:: MATERIAL TO PROCESS ::

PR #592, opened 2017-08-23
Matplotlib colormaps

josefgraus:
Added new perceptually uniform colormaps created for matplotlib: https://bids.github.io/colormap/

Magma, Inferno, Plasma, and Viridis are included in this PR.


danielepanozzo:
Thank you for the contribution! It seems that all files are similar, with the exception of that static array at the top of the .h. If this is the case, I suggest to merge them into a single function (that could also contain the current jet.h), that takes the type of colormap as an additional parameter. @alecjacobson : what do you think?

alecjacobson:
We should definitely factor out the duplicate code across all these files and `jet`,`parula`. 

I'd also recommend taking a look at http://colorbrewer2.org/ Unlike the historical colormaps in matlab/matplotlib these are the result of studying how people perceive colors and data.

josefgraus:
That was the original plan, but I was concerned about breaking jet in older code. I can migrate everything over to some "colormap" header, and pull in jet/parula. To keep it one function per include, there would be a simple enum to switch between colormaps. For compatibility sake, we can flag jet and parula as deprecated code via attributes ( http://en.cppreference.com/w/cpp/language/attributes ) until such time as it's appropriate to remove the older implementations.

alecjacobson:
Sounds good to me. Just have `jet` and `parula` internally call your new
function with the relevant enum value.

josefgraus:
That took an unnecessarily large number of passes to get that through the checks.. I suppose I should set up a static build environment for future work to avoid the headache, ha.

:::

**TASK INSTRUCTIONS:** Lines holding the string "also" in the records: how many are there? Give only the number.

**FINISHED TASK:** 2